To verify that the function
`u(x,y,z)=log ( x^(2) +y^(2))` is a solution of the 2D Laplace equation we calculate the second partial derivative with respect to x and then with respect to t.

`u_(xx)=(2)/(ln(10))((x^(2) +y^(2))^(-1) -2x^(2) (x^(2) +y^(2))^(-2))`

`u_(yy)=(2)/(ln(10))((x^(2) +y^(2))^(-1) -2y^(2) (x^(2) +y^(2))^(-2))`

then we introduce it in the equation
`u_(xx) +u_(yy) =0`

we get that
`(2)/(ln(10)) ((2)/((x^(2)+y^(2)) ) - (2)/((x^(2)+y^(2) ) ) )=0`

To see if the functions 1)
`u(x,t)=cos(4x)cos(4t)` and 2)
`u(x,t)=f(x-t)+f(x+1)` solve the wave equation we have to calculate the second partial derivative with respect to x and the with respect to t for each function.

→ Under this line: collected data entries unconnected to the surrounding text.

PR #8198, opened 2021-12-24
Fix #7966/#7964: Exporter `visibleOnly`, `exportHeader` and `exportFooter`

### LINKED ISSUE #7964: DataExporter: Option to globally suppress table header/footer export

### LINKED ISSUE #7966: DataExporter: Option to ignore columns which are hidden via ColumnToggler
**Describe the defect**
**Description**
Data exporters will always export all rendered, exportable columns but not columns excluded via ColumnToggler.
This is confusing for users who may want to tune their table content before exporting.

In the past, I have added checks to my custom exporters for column visibility (isVisible()). I'm always frustrated when I have to rewrite my custom exporters for each new major PrimeFaces release as each new version brings a more sophisticated API (Nonetheless I really like the work done there!).

**Reproducer**
Will follow.

**Environment:**
 - PF Version: _11.0_
 - JSF + version: _ALL_
 - Affected browsers: _ALL_

**To Reproduce**
1. Exclude columns via ColumnToggler
2. Export the table
3. Notice excluded columns appearing in the output

**Expected behavior**
Data exporters should omit columns which are hidden via ColumnToggler.
Perhaps this should be added via an additional attribute to be backwards compatible here.

melloware:
Do not export columns that are not visible.

### DIFF
--- a/primefaces/src/main/java/org/primefaces/component/export/DataExporter.java
+++ b/primefaces/src/main/java/org/primefaces/component/export/DataExporter.java
@@ -59,6 +59,9 @@ public class DataExporter implements ActionListener, StateHolder {
     private ValueExpression encoding;
     private ValueExpression pageOnly;
     private ValueExpression selectionOnly;
+    private ValueExpression visibleOnly;
+    private ValueExpression exportHeader;
+    private ValueExpression exportFooter;
     private MethodExpression preProcessor;
     private MethodExpression postProcessor;
     private ValueExpression options;
@@ -67,22 +70,6 @@ public class DataExporter implements ActionListener, StateHolder {
 
     public DataExporter() {
         ResourceUtils.addComponentResource(FacesContext.getCurrentInstance(), "filedownload/filedownload.js");
-    }
-
-    public DataExporter(ValueExpression target, ValueExpression type, ValueExpression fileName, ValueExpression pageOnly,
-                        ValueExpression selectionOnly, ValueExpression encoding, MethodExpression preProcessor,
-                        MethodExpression postProcessor, ValueExpression options, MethodExpression onTableRender) {
-        this();
-        this.target = target;
-        this.type = type;
-        this.fileName = fileName;
-        this.pageOnly = pageOnly;
-        this.selectionOnly = selectionOnly;
-        this.preProcessor = preProcessor;
-        this.postProcessor = postProcessor;
-        this.encoding = encoding;
-        this.options = options;
-        this.onTableRender = onTableRender;
     }
 
     @Override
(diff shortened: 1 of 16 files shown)


tuerker:
@melloware I do not appreciate this change since this changes fundamental semantics. we have a lot of tables where we have "complex structured" columns that are not exported while we are providing for such columns a non-visible but exportable counterpart. if now non-visible by default implies non-exportable, then all these tables will not work anymore. i am pretty sure that many other users relying on the semantics implemented so far. 

the column attributes visible and exportable should definitively be kept independent. many thanks in advance for considering this argument.

melloware:
Great point @tuerker   let me see if I can make it configurable.

melloware:
OK added new `visibleOnly` option which is false by default so its like current PF8/10/11 behavior.

melloware:
@tandraschko I think I found a bug while testing this I would like to discuss when you have time.  Not sure if you are off on holiday.

melloware:
Fixed all my issues!

tandraschko:
hmmm
i dont like to increase max constructor params in checkstyle, maybe use a builder?

melloware:
I was thinking the same thing. I didn't like it either I will fix.

melloware:
Set checkstyle back to 10 params and switched to builder pattern

tandraschko:
the Builder doesnt look what we did for our SortMeta/Filter and so on, everything else looks good for me

melloware:
@tandraschko I followed the same pattern `ExportConfiguration.java` was using.  Should they both be modified to use the same builder pattern as SortMeta?

tandraschko:
i think so
its a a normal pattern that "setBlub" is void and a builder is just called "blub"

melloware:
OK updated both classes to use the common builder pattern.

primefaces/src/main/java/org/primefaces/component/export/DataExporter.java
```diff
@@ -249,30 +254,159 @@ public void restoreState(FacesContext context, Object state) {
...
+        values[13] = exporter;
 
         return (values);
     }
+
+    public static DataExporterBuilder builder() {
+        return new DataExporterBuilder();
+    }
+
+    public static class DataExporterBuilder {
```
tandraschko: just call it Builder?

primefaces/src/main/java/org/primefaces/component/export/ExportConfiguration.java
```diff
@@ -30,81 +30,170 @@
...
-        return outputFileName;
+    public ExportConfiguration() {
+        // NOOP
+    }
+
+    public static ExportConfigurationBuilder builder() {
+        return new ExportConfigurationBuilder();
+    }
+
+    public static class ExportConfigurationBuilder {
```
tandraschko: also just "Builder"?

melloware:
renamed both to builder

Then we see if they are equal.

1)
`u_(xx)=-16 cos (4x) cos (4t)`

`u_(tt)=-16cos(4x)cos(4t)`

we see for the above expressions that
`u_(tt) =u_(xx)`

2) with this function we will have to use the chain rule

If we call
`s=x-t` and
`w=x+1` then we have that

`u(x,t)=f(x-t)+f(x+1)=f(s)+f(w)`

So
`(\partial u)/(\partial x)=(df)/(ds)(\partial s)/(\partial x) +(df)/(dw) (\partial w)/(\partial x)`

because we have
`(\partial s)/(\partial x) =1` and
`(\partial w)/(\partial x) =1`

then
`(\partial u)/(\partial x) =f'(s)+f'(w)`

⇒
`(\partial^(2) u )/(\partial x^(2) ) =(\partial)/(\partial x) (f'(s))+ (\partial)/(\partial x) (f'(w))`

⇒
`(\partial^(2) u )/( \partial x^(2) ) =(d)/(ds) (f'(s))(\partial s)/(\partial x) +(d)/(ds) (f'(w))(\partial w)/(\partial x)`

⇒
`(\partial^(2) u )/( \partial x^(2) ) =f''(s)+f''(w)`

Regarding the derivatives with respect to time

`(\partial u)/(\partial t)=(df)/(ds) (\partial s)/(\partial t)+(df)/(dw) (\partial w)/(\partial t)=-(df)/(ds) =-f'(s)`

then
`(\partial^(2) u )/(\partial t^(2) ) =(\partial)/(\partial t) (-f'(s))=-(d)/(ds) (f'(s))(\partial s)/(\partial t) =f''(s)`

we see that
`(\partial^(2) u )/( \partial x^(2) ) =f''(s)+f''(w) \\eq f''(s)=(\partial^(2) u )/(\partial t^(2) )`

`u(x,t)=f(x-t)+f(x+1)` doesn´t satisfy the wave equation.